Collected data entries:
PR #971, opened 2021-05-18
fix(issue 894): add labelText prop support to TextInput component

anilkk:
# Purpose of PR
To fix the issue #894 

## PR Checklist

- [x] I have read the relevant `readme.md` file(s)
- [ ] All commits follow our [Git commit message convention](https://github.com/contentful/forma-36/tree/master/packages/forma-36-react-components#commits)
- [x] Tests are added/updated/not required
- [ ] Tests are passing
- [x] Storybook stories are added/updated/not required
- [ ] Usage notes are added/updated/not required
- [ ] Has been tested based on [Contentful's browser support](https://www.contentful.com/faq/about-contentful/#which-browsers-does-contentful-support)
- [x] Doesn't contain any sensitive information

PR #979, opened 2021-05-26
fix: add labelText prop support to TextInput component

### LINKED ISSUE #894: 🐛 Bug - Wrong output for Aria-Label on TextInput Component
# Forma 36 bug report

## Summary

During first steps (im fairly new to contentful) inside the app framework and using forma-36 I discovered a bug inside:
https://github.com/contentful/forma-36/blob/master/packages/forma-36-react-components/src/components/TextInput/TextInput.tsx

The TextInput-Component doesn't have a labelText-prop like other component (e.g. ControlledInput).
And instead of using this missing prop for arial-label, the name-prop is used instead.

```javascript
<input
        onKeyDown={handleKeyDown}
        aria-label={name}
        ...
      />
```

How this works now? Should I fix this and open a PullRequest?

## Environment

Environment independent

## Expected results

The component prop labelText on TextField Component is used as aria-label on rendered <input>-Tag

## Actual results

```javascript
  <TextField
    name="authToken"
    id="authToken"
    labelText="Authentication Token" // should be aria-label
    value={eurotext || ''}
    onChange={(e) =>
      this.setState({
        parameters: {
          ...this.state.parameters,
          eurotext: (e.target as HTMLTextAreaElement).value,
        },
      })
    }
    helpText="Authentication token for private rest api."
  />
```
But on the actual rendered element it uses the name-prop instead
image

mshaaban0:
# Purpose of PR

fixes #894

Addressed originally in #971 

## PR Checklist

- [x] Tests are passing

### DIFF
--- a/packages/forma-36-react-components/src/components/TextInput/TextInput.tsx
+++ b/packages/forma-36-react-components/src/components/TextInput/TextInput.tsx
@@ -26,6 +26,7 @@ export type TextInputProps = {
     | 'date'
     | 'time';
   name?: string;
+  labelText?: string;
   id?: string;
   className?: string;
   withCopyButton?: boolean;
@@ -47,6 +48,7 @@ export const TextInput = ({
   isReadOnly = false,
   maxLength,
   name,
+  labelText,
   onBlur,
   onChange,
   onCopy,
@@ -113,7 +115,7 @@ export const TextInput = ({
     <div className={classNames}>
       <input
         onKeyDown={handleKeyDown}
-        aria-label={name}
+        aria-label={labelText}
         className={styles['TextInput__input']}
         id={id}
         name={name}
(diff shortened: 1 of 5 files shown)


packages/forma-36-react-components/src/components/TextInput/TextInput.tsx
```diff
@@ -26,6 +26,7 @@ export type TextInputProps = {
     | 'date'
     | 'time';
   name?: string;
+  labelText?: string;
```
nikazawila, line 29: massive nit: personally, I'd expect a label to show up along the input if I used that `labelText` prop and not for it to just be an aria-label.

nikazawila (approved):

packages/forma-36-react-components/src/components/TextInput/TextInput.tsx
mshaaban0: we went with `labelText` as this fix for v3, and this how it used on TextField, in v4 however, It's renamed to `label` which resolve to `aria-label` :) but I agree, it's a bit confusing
...
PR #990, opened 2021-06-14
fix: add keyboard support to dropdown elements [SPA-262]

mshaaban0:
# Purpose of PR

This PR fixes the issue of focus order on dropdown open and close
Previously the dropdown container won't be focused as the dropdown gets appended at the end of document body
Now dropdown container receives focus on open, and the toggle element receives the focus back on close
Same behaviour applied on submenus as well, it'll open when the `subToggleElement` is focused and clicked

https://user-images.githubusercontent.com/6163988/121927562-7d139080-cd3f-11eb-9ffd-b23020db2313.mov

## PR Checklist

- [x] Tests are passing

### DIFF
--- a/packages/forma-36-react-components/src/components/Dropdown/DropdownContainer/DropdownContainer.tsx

What the task asks :: The word to look for is "const"; copy out every line of the entries that holds it.

Task response ::
@@ -47,6 +48,7 @@ export const TextInput = ({
@@ -113,7 +115,7 @@ export const TextInput = ({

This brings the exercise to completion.